A year ago November I was walking around with the first bits of David Hadbawnik’s translation of Virgil in my pocket and thinking about what it means to be a lover of peotry and ambivalent creature of empire. Two more chapbooks arrived last month — the first wrapped gifts of my holiday season — and though I’m still swirling inside the postlapserian chaos of Inherent Vice — I’ve got about 4 hours to go on the audiobook and am plotting a return trip to the movie — the Aeneid remains the poem that won’t go away. I’m so happy that David’s continuing to work on these translations. Poetic stocking-stuffers for everyone!
This year’s installment is books 3 and 4, Aeneas telling the story of his post-Troy wanderings followed by his abandoning of Dido and her suicide. The two slim volumes with their small pages and short lines have a miniaturizing force, compressing the hero’s wanderings and queen’s erotic tragedy into sharply turned phrases and shocking revelations. Listen to Polydorus, Trojan refugee slain by the treacherous Thracian king after the great city’s fall. He’s been transformed into a bush, and when Aeneas tries to clear ground for his weary soldiers to settle, the bush bleeds and protests:
AENEAS
why must you tear at me?
I’m someone you know, a poor
bastard not worth dirtying
those pious hands over (from III.04)
The human cost of empire is the core subject of the epic, and the millennia after Virgil first dedicated his poem to the emperor Augustus have seen major shifts in attitudes toward imperial unity. Hadbawnik’s lines capture the boredom and sudden terror of empire building, the pain of being a human being forced to uphold more-than-human values. Wandering with his fleet of refugees, Aeneas follows his mother Venus through the mysteries of the Med:
Day by day the adventure
the grind of it
till it’s as exciting as
dragging the trash down to the curb —
my mother the ultimate
performance enhancing drug
language to describe
raging seas
the flash of metal
and gods’ eyes
but what
of the human heart
its dangers
its moments of being
becalmed (from III.22)
The dramatic climax of this section is Aeneas’s decision, prompted by divine call, to abandon Dido, Queen of Carthage, and sail for his destiny in Italy. Hadbawnik’s book 4 mostly inhabits the doomed Queen’s point of view, sympathizing with her desperate supernaturally-fueled love for the hero who will leave her. It’s hard not to see Aeneas as a monster, even if it’s Dido who, in her parting curse to the departing Trojan fleet, occupies the structural position of Homer’s Polyphemous cursing Odysseus and his escaping men.
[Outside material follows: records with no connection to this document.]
PR #421, opened 2026-09-07
CLAUDE.md: the install path is machine-exclusive, and what a harness loses by copying its naming

jizhi0v0:
The production scratch dirs are named process-stably — `DuoUpdater-<scratchSlug>-<version>` ([SparkleInstaller.swift:99](DuoUpdaterCore/Sources/DuoUpdaterCore/Install/SparkleInstaller.swift:99)), `DuoUpdater-vendor-…` ([VendorInstaller.swift:128](DuoUpdaterCore/Sources/DuoUpdaterCore/Install/VendorInstaller.swift:128)) — each followed by a `try? removeItem(at: workDir)`. **That shape is not safe on its own**: two processes installing the same app delete each other's download, and the version in the name doesn't help, because concurrent installs of one app carry the same version.

What makes it safe is `InstallLock` — a machine-wide `flock` shared by the menu-bar app and the `duo` CLI. Three properties are load-bearing: it covers the **download**, not just the swap; it **refuses rather than queues** (the CLI exits naming the holder's pid); and it is **reference-counted in-process**, so the app's own `InstallPermits(applies: 2)` concurrency shares one claim and only another *process* is turned away.

Worth writing down because #420 was exactly that invariant being lost by a copy: `installPipelineDryRun` reused the production naming scheme **without** the mutex, and two worktrees running it at once deleted each other's in-flight package — surfacing as `install path broken for: <app>`, a collision wearing vendor breakage's clothes in the one test whose job is to report vendor breakage.

The section also records the two measurements from that investigation a reader would otherwise have to redo:

- SwiftPM's build lock serialises two `swift test` runs in one checkout (two ~20s runs, 43s total, both green), so reproducing a cross-process bug needs a second `--scratch-path` — otherwise you're measuring a queue. This produced two false-green repro attempts.
- A directory's own mtime freezes while bytes stream into a file inside it (creating `.partial` stamps the dir; appending 5 MB three seconds later moves the file's mtime to …307 and leaves the dir's at …304), so it cannot answer "how long since this run made progress".

Per the repo's own "改一处说法之前,先数它有几份" rule: only one copy of this claim exists. README's mention of the lock describes the CLI's user-facing refusal — a different statement — and no skill under `.claude/skills` or `.agents` mentions it.

`make test` green (exit 0, 2433 + 223 tests, all prose/skill gates).

### DIFF
--- a/CLAUDE.md
+++ b/CLAUDE.md
@@ -381,6 +381,41 @@ App 只留接线;接线本身要可测,就放进 `ScanRowAssembly` 这类无 UI 
   `$DD/app-tests.log` 并在失败信息里报出路径(第一版让人「重跑一遍看完整日志」,而重跑
   给出的是同样被过滤的 40 行——那条提示是假的)。
 
+## 装 app 的路径是全机独占的,靠 `InstallLock`
+
+生产的 scratch 目录名**跨进程稳定**:`DuoUpdater-<scratchSlug>-<版本>`(Sparkle)、
+`DuoUpdater-vendor-<scratchSlug>-<版本>`(Vendor),而且紧跟着一句
+`try? removeItem(at: workDir)`。这个形状**自己不安全**——两个进程同时装同一个 app
+就会互删(名字里那个版本号不解决问题:同时装的必然是同一个版本)。
+
+让它安全的是 `InstallLock`(`Install/InstallLock.swift`):一把全机 `flock`,菜单栏 app 和
+`duo` CLI 共用。三个性质都承重:
+
+- **覆盖下载,不只是 swap**——持有者可能正下到一半的 400 MB;
+- **拒绝而不是排队**——CLI 直接退出并报出持有者的 pid,「看起来卡住」比一句实话更糟;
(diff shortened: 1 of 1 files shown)


jizhi0v0:
Review pass found one issue, fixed in 9717126b.

The section justified "the version token in the scratch dir name doesn't separate the two processes" with an absolute — that concurrent installs are *necessarily* the same version. The code doesn't guarantee that: the menu-bar app and `duo install` resolve the feed independently, so a vendor rolling forward between the two resolutions does give them different names. The conclusion stands and is all the safety argument needs (the version token can't be *relied on* to separate them); only the reasoning was overstated — in a file whose own first rule is about absolutes asserted without checking.

Also re-verified the load-bearing claim while reviewing, since the whole section rests on it: [AppListModel.swift:2736](App/Sources/AppListModel.swift:2736) takes `ProcessInstallLock.shared.claim()` **before** `performInstall`, and releases after — so the lock covers the download on the app side too, not just the CLI's.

Traditional and imperial readings insist that the hero must found Rome, and that Dido’s fantasy of an imperial Carthage — “With Trojan arms, there’s no telling what Carthage could do,” fantasizes Dido’s sister Anna (from IV.04) — represent world-historical revisionism, a binding-in of north Africa into what could only be the Roman empire. What I enjoy most about Hadbawnik’s stripped-bare versification of Dido’s tragedy is how the fragments humanize, as if the great Queen, model for so many tragic heroines of European literature, can only speak in bits.
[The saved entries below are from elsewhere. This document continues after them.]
Issue #319, opened 2015-08-23
gb build failed for go1.5


linuxerwang:
I upgraded to go1.5, rebuilt the whole gb pkg/cmds, and "gb build" gave error:

FATAL command "build" failed: fork/exec /usr/share/go-golang/pkg/tool/linux_amd64/6g: no such file or directory

Also tried to rebuild gb with build tag (I know it's redundant):

go install --tags 'go1.5' github.com/constabulary/gb/cmd/gb
go install --tags 'go1.5' github.com/constabulary/gb/cmd/gb-vendor

But still "gb build" failed with the above error.

Thanks.

davecheney:
It's likely that gb didn't get rebuilt, you can try adding the `-v` flag to go install, and seeing if it's actually doing anything.

Personally, I recommend removing `$GOPATH/pkg` and running `go install -v .../cmd/gb`

linuxerwang:
Same issue. I even manually deleted .a and binary.

rm -rf pkg/linux_amd64/github.com/constabulary/gb/*
rm -rf bin/gb*
go install -v .../cmd/gb
go install -v .../cmd/gb-vendor

davecheney:
Are you saying that go install did nothing ? Can you please include the
full output of what you see ?

davecheney:
`/usr/share/go-golang/pkg/tool/linux_amd64/6g` is not a common installation path for Go. Where did you get this go install from ? Do you or have you set GOROOT ? If so, please do not, and repeat the procedure.

davecheney:
Can you please include the ouput of `which go`, is it the version you expect ?

linuxerwang:
gb and gb-vendor were installed correctly, I can run "gb vendor fetch" without problem.  The problem is when running "gb build".

I build my go1.5 from source code. And there is no 6g under /usr/share/go-golang/pkg/tool/linux_amd64/6g. I think go1.5 removed all 6g/6l etc. according to the release notes: https://golang.org/doc/go1.5#compiler_and_tools

No I did not set GOROOT.

davecheney:
Thank you for confirming. My suspicion is that your go installation is not correct, and that incorrect value is being encoded into gb when it is compiled (because it must know this value to know where to find the compiler).

The fact that gb is using the go 1.4 behavior (looking for `6g`, not `compile`) also lead me to believe that the go installation on your computer is not correct. 

How have you installed go ? If you uninstall go and then issue `go`, does it suceed ? What are the values on your $PATH ?

[...]

PR #321, opened 2015-08-23
cmd/gb: verify the Go install has not changed

davecheney:
Update #319 

This PR adds a check to attempt to diagnose gb failures due to a mismatch between the version of Go that compiled gb, and the version of Go that exists on the machine when gb is invoked.

I expect it will cause some false positives, and if so, we'll address them or remove the check.
```
% gb build
FATAL Go version does not match: gb was compiled with "devel +fa87cf8 Wed Aug 19 04:36:55 2015 +0000", installed Go version from /home/dfc/go is "devel +8ca7856 Sat Aug 22 18:39:29 2015 +0000"
```

### DIFF
--- a/cmd/gb/main.go
+++ b/cmd/gb/main.go
@@ -2,8 +2,11 @@ package main
 
 import (
 	"flag"
+	"io/ioutil"
 	"os"
 	"path/filepath"
+	"runtime"
+	"strings"
 
 	"github.com/constabulary/gb"
 	"github.com/constabulary/gb/cmd"
@@ -46,6 +49,9 @@ func main() {
 		help(args[2:])
 		return
 	}
+
+	verifyGoVersion()
+
 	command, ok := commands[name]
 	if (command != nil && !command.Runnable()) || !ok {
 		if _, err := lookupPlugin(name); err != nil {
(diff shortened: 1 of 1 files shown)


tianon:
Not sure if it warrants opening a new issue (although happy to do so if you think I ought), but this causes failures on Gentoo due to `VERSION` not being installed in `GOROOT`:
```console
$ go version
go version go1.4.2 linux/amd64
$ go env GOROOT
/usr/lib/go
$ ls -lAFh /usr/lib/go
total 24K
drwxr-xr-x  3 root root 4.0K Apr  4 13:24 4.8.4/
drwxr-xr-x  8 root root 4.0K Mar 19 23:02 doc/
drwxr-xr-x  3 root root 4.0K Mar 19 23:02 include/
drwxr-xr-x  3 root root 4.0K Dec 16  2013 lib/
drwxr-xr-x  5 root root 4.0K Oct  9  2013 pkg/
drwxr-xr-x 46 root root 4.0K Mar 19 23:02 src/
```

davecheney:
I knew there would be one distro that would mes this up.

I think it is a mistake that gentoo filter the installed contents of
GOROOT. What are the chances of getting you to raise the bug against them,
not gb?

tianon:
Heh, I'm not opposed, but to be honest also not _completely_ convinced.  Is there a good reference anywhere about what's expected to live in `GOROOT`?  I don't think I've ever seen one -- just assumptions here and there (like the `GOROOT_BOOTSTRAP` code assuming that `GOROOT/bin/go` exists, for example, which Debian had to work around for `gccgo`).  It is worth noting that Debian does install the `VERSION` file in `GOROOT`, but I've always understood `go version` to be the canonical method of fetching the "current Go version" (or `runtime.Version`).

Do you think there'd be any chance at all of convincing Go upstream to clearly document the things expected to exist in `GOROOT` so we could use that as leverage?  As one of the packagers for Go in Debian, I know I'd personally really appreciate an official document like that, and I don't think I'd be alone in appreciation of that (and that would make it really hard to argue that this is a `gb` bug and not a Go packaging bug).

davecheney:
My hope is I can get upstream to adopt this method of detecting go install
mismatches as people setting GOROOT and forgetting it has been a continual
problem for the last four years.

If I am successful in that, the proposal will include the requirement that
VERSION is present.

tianon:
That would definitely be very interesting! :+1:

I've done a little digging, and found this gem: https://bugs.debian.org/693186

Apparently, `go tool dist` doesn't work without `$GOROOT/VERSION`. :smiling_imp:

tianon:
https://bugs.gentoo.org/show_bug.cgi?id=558620 :wink: :heart:

davecheney:
Thanks. I appreciate that someone else gets to hold this hot potato for a
time.

PR #339, opened 2015-09-06
Remove hard-coded -m64 references

### LINKED ISSUE #338: -m64?
What's the rationale for always including `-m64` in `cgo.go`?  I searched the issues and couldn't find a relevant discussion, but if there's one I missed, please feel free to redirect me! :+1:

(Asking because of https://bugs.debian.org/798135, which is the report that we fail to build on 32 bit arches like armel, armhf, and i386.)

If it's superfluous, I'd be happy to send a PR to remove it, but I'm guessing there's something more subtle I missed, hence opening an issue first. :smile:

tianon:
Fixes #338 :+1:


davecheney:
LGTM.

PR #355, opened 2015-09-09
Fix transposed context values.

ChrisHines:
Fixes bug introduced during recent context refactor in commit https://github.com/constabulary/gb/commit/4097af980ccf60c79b4c8350369192982f744bad.


davecheney:
Thanks. I'll submit this once wercker goes green.

PR #359, opened 2015-09-10
Improve the hint when gb failed to fetch the vendor package.

hyper-carrot:
As it said in title.

### DIFF
--- a/vendor/imports.go
+++ b/vendor/imports.go
@@ -83,11 +83,10 @@ func fetchMetadata(scheme, path string, insecure bool) (io.ReadCloser, error) {
 				return resp.Body, nil
 			}
 		}
+	default:
+		return nil, fmt.Errorf("unknown remote protocol scheme: %q", scheme)
 	}
-	if err != nil {
-		return nil, fmt.Errorf("fail to access url %q", url)
-	}
-	return nil, fmt.Errorf("unknown remote protocol scheme: %q", scheme)
+	return nil, fmt.Errorf("fail to access url %q", url)
 }
 
 // ParseMetadata fetchs and decodes remote metadata for path.
--- a/vendor/imports.go
+++ b/vendor/imports.go
@@ -51,19 +51,26 @@ func ParseImports(root string) (map[string]bool, error) {
 // FetchMetadata fetchs the remote metadata for path.
 func FetchMetadata(path string, insecure bool) (io.ReadCloser, error) {
 	schemes := []string{"https", "http"}
+	var err error
+	var r io.ReadCloser
 	for _, s := range schemes {
-		if r, err := fetchMetadata(s, path, insecure); err == nil {
+		if r, err = fetchMetadata(s, path, insecure); err == nil {
 			return r, nil
 		}
+	}
+	if err != nil {
+		return nil, err
 	}
 	return nil, fmt.Errorf("unable to determine remote metadata protocol")
 }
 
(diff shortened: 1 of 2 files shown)


davecheney:
LGTM. Thank you.

This is one area that does have some tests, could you please try adding a test (you may need to extend the test set up) here https://github.com/constabulary/gb/blob/master/vendor/imports_test.go#L27

hyper-carrot:
@davecheney ok, I will try.

hyper-carrot:
@davecheney  done, but waiting for Wercker.

hyper-carrot:
@davecheney I had updated it, I think that these hints more better than before.

davecheney:
Thanks. I'll check it this evening and merge it

hyper-carrot:
It's my pleasure. :-)

vendor/imports.go
```diff
@@ -50,20 +50,33 @@ func ParseImports(root string) (map[string]bool, error) {
 
 // FetchMetadata fetchs the remote metadata for path.
 func FetchMetadata(path string, insecure bool) (io.ReadCloser, error) {
-	schemes := []string{"https", "http"}
+	var schemes []string
```
davecheney: please try this instead

var schemes = []string { "https" }
if insecure {
     schemes = append(schemes, "http")
}

davecheney:
The last change set is not lgtm. Please revert it and we can take it up in a future PR.

hyper-carrot:
OK. I will do.

But, in fact, It always make gb print out `fail to access url "http://any.inaccessible.server/the.project?go-get=1"` (without `https`) when `insecure == false` with `schemes := []string{"https", "http"}`. I think that it is not correct.

davecheney:
@hyper-carrot sure, i expect that will cause one of the tests you added to fail, that was probably why the error was being discarded in the first place. 

ok, then please move the insecure check out of fetchMetadata. That is, only call fetchMetadata with a permitted scheme, don't handle it in FetchMetadata and fetchMetadata

hyper-carrot:
@davecheney done. The TestFetchMetadata() will fail.  What to do next?

davecheney:
@hyper-carrot sadly you have to make the tests pass. This is a good change, but the logic before ignored the error hitting a possibly invalid url for this reason.

hyper-carrot:
@davecheney  OK, sorry, I reset it.

hyper-carrot:
@davecheney Done. And maybe FetchMetadata() can be modified like this:

```go
func FetchMetadata(path string, insecure bool) (io.ReadCloser, error) {
	schemes := []string{"https"}
	if !insecure {
		gb.Infof("skipping insecure protocol for %q", path)
	} else {
		schemes = append(schemes, "http")
	}
	var err error
	var r io.ReadCloser
	for _, s := range schemes {
		if r, err = fetchMetadata(s, path); err == nil {
			return r, nil
		}
	}
	if err != nil {
		return nil, err
	}
	return nil, fmt.Errorf("unable to determine remote metadata protocol")
}

func fetchMetadata(scheme, path string) (io.ReadCloser, error) {
	url := fmt.Sprintf("%s://%s?go-get=1", scheme, path)
	var err error
	var resp *http.Response
	switch scheme {
	case "https", "http":
		resp, err = http.Get(url)
		if err == nil {
			return resp.Body, nil
		}
	default:
		return nil, fmt.Errorf("unknown remote protocol scheme: %q", scheme)
	}
	return nil, fmt.Errorf("fail to access url %q", url)
}
```

Issue #14, opened 2015-04-29
should the gb repo be a project?


ccmtaylor:
Reading through `README.md` and `getting-started.md`, I got a bit confused whether projects are meant to be checked into version control, and how the different directory structure would interact with making a project `go get`able.

So I thought that since gb is proposing the new structure, and it seems to fit the definition of a project (i.e. it has a package main, and isn't designed to be consumed by other code), it would make sense for the gb repo to be structured as a project itself.

I'm not sure how to go about this though. If I understand correctly, this would only entail moving the code to `gb/src`. This creates a chicken-and-egg problem, though, since `cmd/path.go` and `cmd/gb/main.go` both import `github.com/constabulary/gb`. When I build with `go build`, this would now need to be `import "github.com/constabulary/gb/src"`, and building with `gb` would probably expect the code to live under `src/github.com/constabulary/gb`, right?

davecheney:
In an ideal world; yes. At the moment, there is a bootstrapping problem, so unless `gb` grows a stack of dependencies, I don't think this is super urgent.

davecheney:
You can try if you like, this is a low priority item for me at the moment.

skelterjohn:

“Where do you run to,” she says to Aeneas, “as I / run to death?” (from IV.16).
Her fate is fire, and its flames peek out from the start of book 4. It starts with love’s “hidden fire / in her veins” (from IV.01), moves from imagined bridal torch to an inner burning that “ate tender marrow / Wound turned silently inside her” (from IV.05) to the gods’ flickering flame in the couple’s hidden rendezvous in a secret cave:
Earth and Juno gave the sign
flame flickered heaven conspired
nymphs
wailed from the highest summit. (from IV.09)
Aeneas makes his lame excuse when Dido catches him — “Yes, I’m leaving / But not by choice” (from IV.18) — but it’s her rage and flames that dominate book 4. Her curse will follow him to Italian shores:
Once cold death yanks my soul
from my limbs my ghost
will be everywhere. (from IV.22)
In a faux-theatrical dialogue between “V.” (Virgil?) and “D.” (Dido presumably, not Dante?), she describes her plot to upstage the imperial hero. At the end of this book, at least, our attention isn’t forced toward the future:
Blood, piss, shit
gush out of me staining
my dress. I life my eyes.
Three times I try to lift
my body, three times I fall […]
Iris clips a lock of my hair
with her right hand
and all at once the heat
eases and my life
flies away in the wind (from IV.30-31)
I’m looking forward to seeing what this translation does with the next two books, the funeral games for Anchises and visit to the Underworld.